“Fregheremo chi tifa contro”. L’ha detto a Quinta Colonna, su Rete 4, dove si trovava, a suo agio e la cosa non è sfuggita al Corriere. Sì, fregali tutti, Matteo. L’importante è vincere non convincere. Piegare il Senato, “spianare” Bersani e D’Alema, che sono…vecchi! Perché l’imprenditore è un datore non un prenditore. E sottilizzare pretendendo che i Riva non siano come quelli che investono sulle maestranze è “ideologico”, memoria vecchia, cioè “muffa”. E i sindacati? “Un’ora sola ti vorrei”, sfotte Repubblica. Li vede in fretta, dalle 8 alle 9. “Chi non muore si rivede”, Giannelli. E loro devono correre, per non morire.
Fiducia? Il Senato dovrebbe già avere molta fiducia nel governo per votare una legge delega, che gli consentirà di cambiare le regole del lavoro senza controlli parlamentari. Ma a Renzi non basta, vuole fiducia sulla delega, niente dibattito, si passi sotto la presidenza a gridare sì, chi dirà no o si asterrà sappia che potrebbe far cadere il governo, precipitando il paese nella crisi, sul tema del lavoro, il giorno stesso in cui la Merkel viene a Milano a parlare di lavoro. Gufo, avvoltoio, casta che difende se stesso, anti italiano. Trappola! E trappola alla cieca, perché il governo deve ancora presentare il maxi emendamento che avrebbe dovuto tener conto del documento approvato in direzione e dei 7 emendamenti di minoranza. Ma l’emendamento ancora non c’è. E che scherziamo, volete conoscerlo prima? Matteo non concede vantaggi a chi lo critica: fiducia o sfiducia, spianati o smerdati. Alla cieca. Dice Elle Kappa: “Fiducia su che cosa? Adesso ha fretta, poi ce lo spiega!”.

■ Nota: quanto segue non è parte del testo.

PR #431, opened 2021-09-24
Enable collection during allocation

dwightguth:
We add a call to koreCollect in `arenaAlloc` if we are close to running out of free space, and only allocate a new block if we're still out of space after the collection. We also modify the behavior of the alwaysgcspace so that it is cleared after each rewrite step.

This ought to ensure that there is never a long period of time where collection cannot occur, since collection can occur during any allocation with the exception of some allocations from inside hooks. It also makes it much less likely that the application will allocate more blocks than are strictly needed, thus reducing memory usage. Additionally, since we are no longer periodically making an expensive check about whether or not to perform a collection, there is a slight improvement in runtime performance.

Limitations: we still only collect things allocated via koreAllocAlwaysGC after each rewrite step. This needs to be improved in future PRs.

### DIFF
--- a/lib/codegen/Decision.cpp
+++ b/lib/codegen/Decision.cpp
@@ -643,14 +643,7 @@ void makeEvalOrAnywhereFunction(
   initChoiceBuffer(
       dt, module, block, stuck, fail, &choiceBuffer, &choiceDepth, &jump);
 
-  auto koreCollect = getOrInsertFunction(
-      module, "tryKoreCollect",
-      llvm::FunctionType::get(
-          llvm::Type::getVoidTy(module->getContext()),
-          {llvm::Type::getInt1Ty(module->getContext())}, false));
-  llvm::CallInst::Create(
-      koreCollect, {llvm::ConstantInt::getFalse(module->getContext())}, "",
-      block);
+  insertCallToGC(block, false);
 
   int i = 0;
   Decision codegen(
@@ -800,15 +793,7 @@ llvm::BasicBlock *stepFunctionHeader(
       module->getContext(), "step", block->getParent());
   llvm::BranchInst::Create(stuck, merge, isFinished, block);
 
-  auto koreCollect = getOrInsertFunction(
-      module, "tryKoreCollect",
-      llvm::FunctionType::get(
-          llvm::Type::getVoidTy(module->getContext()),
-          {llvm::Type::getInt1Ty(module->getContext())}, false));
-  auto call = llvm::CallInst::Create(
-      koreCollect, {llvm::ConstantInt::getTrue(module->getContext())}, "",
-      merge);
-  setDebugLoc(call);
+  insertCallToGC(merge, true);
   return merge;
 }
 
--- a/lib/codegen/Decision.cpp
+++ b/lib/codegen/Decision.cpp
@@ -882,10 +882,7 @@ void makeStepFunction(
     auto result = new llvm::LoadInst(bufType, resultBuffer, "", stuck);
     llvm::ReturnInst::Create(module->getContext(), result, stuck);
   } else {
-    auto phi = llvm::PHINode::Create(val->getType(), 2, "phi_1", stuck);
-    phi->addIncoming(val, block);
-    phi->addIncoming(val, pre_stuck);
-    llvm::ReturnInst::Create(module->getContext(), phi, stuck);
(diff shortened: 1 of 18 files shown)


runtime/collect/StackMapParser.cpp
```diff
@@ -39,26 +39,35 @@ void parseStackMap() {
       void *ip = (void *)(func.FunctionAddress + InstructionOffset);
       int32_t NumDeopts = *(int32_t *)(stackMapRecord + 24 + 2 * 12);
       uint16_t RelocationOffset = 0;
-      for (uint16_t j = 4 + NumDeopts; j < NumLocations; j += 2) {
-        uint8_t type = *(uint8_t *)(stackMapRecord + 16 + j * 12);
-        if (type == 5) {
+      for (uint16_t j = 3 + NumDeopts; j < NumLocations; j += 2) {
```
Baltoli, line 42: What part of the schema is this looking at, and what's the difference between offset 4 and offset 3? Some further comments tying this parser to [the schema](https://llvm.org/docs/StackMaps.html#stack-map-format) would be nice - I have no doubt it's correct, but it's difficult to follow the byte arithmetic to make sure it's correct.

runtime/collect/StackMapParser.cpp
```diff
@@ -39,26 +39,35 @@ void parseStackMap() {
...
           // thus do not need to be relocated.
           RelocationOffset++;
           continue;
         }
-        if (type != 3) {
+        if (base_type != 3) {
           abort();
         }
-        int32_t offset = *(int32_t *)(stackMapRecord + 24 + j * 12);
+        uint8_t derived_type = *(uint8_t *)(stackMapRecord + 16 + (j + 1) * 12);
```
Baltoli, line 55: For example, as above this kind of thing is difficult to grok - a comment mapping the pointer computation to a path into the schema would be good (e.g. for the sake of demonstration on a contrived example not related to this particular line, something like `StkMapRecord[i].Location[j].DwarfRegNum` would clarify exactly what bytes we're expecting to access.

There is a bit of an additional burden involved with keeping this in sync, I guess - how often is this code likely to be modified? If it's only once in a while, then probably worth the effort of keeping the comments.

Baltoli (changes requested):

runtime/collect/StackMapParser.cpp
dwightguth: Good call about the comments. I'll go ahead and go through this function and add them.

lib/codegen/Decision.cpp
```diff
@@ -888,23 +887,19 @@ void makeStepFunction(
...
   if (search) {
     auto result = new llvm::LoadInst(bufType, resultBuffer, "", stuck);
     llvm::ReturnInst::Create(module->getContext(), result, stuck);
   } else {
-    auto phi
-        = llvm::PHINode::Create(collectedVal->getType(), 2, "phi_1", stuck);
+    auto phi = llvm::PHINode::Create(val->getType(), 2, "phi_1", stuck);
     phi->addIncoming(val, block);
-    phi->addIncoming(collectedVal, pre_stuck);
+    phi->addIncoming(val, pre_stuck);
```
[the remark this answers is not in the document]
dwightguth: Not really. It was just a lazy update to the function. I have taken this phi node out and it seems to still pass.

Baltoli (approved):
Great - the comments on the stack map parser are really helpful for understanding what's going on.

theo25 (approved):
This looks good to me.

theo25 (approved):

lib/llvm/EmitGCLayoutInfo.cpp
```diff
@@ -64,7 +64,7 @@ struct EmitGCLayoutInfo : public ModulePass {
               if (!Ty->isStructTy()) {
                 error(Ty);
               }
-              auto StructTy = llvm::cast<StructType>(Ty);
+              auto StructTy = cast<StructType>(Ty);
               if (!StructTy->hasName()) {
                 error(StructTy);
               }
```
Baltoli, line 70: This whole stanza could be a bit more succinct:

```c++
auto StructTy = dyn_cast<StructType>(Ty);
if (!StructTy || !StructTy->hasName()) {
  error(StructTy);
}
```

Baltoli (approved):
One small change, but otherwise looks good to me.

Scrive il Fatto quotidiano: “Renzi distrugge la sinistra”. Altolà. La sinistra si è già distrutta. Renzi non è la causa ma la conseguenza. Non dategli tanta importanza, che si diverte. Non è Renzi il portatore di una concezione autoritaria e bonapartista. Non in modo consapevole. È il prodotto di un lungo e reiterato vilipendio alle istituzioni. Consumato da uomini e partiti che le istituzioni hanno occupato e da campagne populiste e interessate.
“Salvate i parlamentari da tentazioni populiste” scrive sul Corriere uno degli ultimi intellettuali che ci restano, Claudio Magris. E ogni tentazione populista ha bisogno del suo demagogo populista. “Un conto è Cesare, che aveva dalla sua molti lazzaroni moralmente e civilmente inferiori alla classe aristocratica dei Catone e dei Bruto, ma che capiva assai meglio degli altri il futuro ed era certo più avanzato; un’altra cosa è Perón («dal disastro facile, ma spensierato», come lo definì Montanelli). Forse l’unico che ha saputo conciliare il rapporto carismatico e diretto con le folle e il rispetto, anzi il salvataggio delle libertà e della democrazia parlamentare, è stato De Gaulle, probabilmente il più grande uomo politico che abbia avuto l’Occidente nella seconda metà del Novecento”. Renzi purtroppo non è Cesare né De Gaulle e neppure Peron. Ha un po’ di Grillo, un po’ Berlusconi. Interviene sulle vite nostre e della democrazia come se stesse ancora giocando alla Ruota della Fortuna.
Basta. “La politica tornerà a essere cura della Polis, della cosa pubblica, dell’esistenza comune, soltanto se nascerà una nuova «classe politica» degna di questo nome”. Ancora Magris. Voterò la fiducia? Ho criticato il PCI quando ha cambiato nome solo per opportunismo. Non ho condiviso la deriva plebiscitaria e leaderistica di Veltroni, la successiva subalternità a Berlusconi, l’annichilamento nella seconda fase del governo Prodi. E meno che meno lo sproposito delle larghe intese, imposto da Napolitano. Infine non ho votato la riforma del Senato, voluta da Renzi, sgangherata e illiberale, per meglio sottolineare chi fosse il padrone. Farò quel che è nelle mie forze per far nascere una “classe politica degna del nome”. In Senato o fuori. Nel Pd o solo nella sinistra. Che non è solo un nome, è ancora un’idea.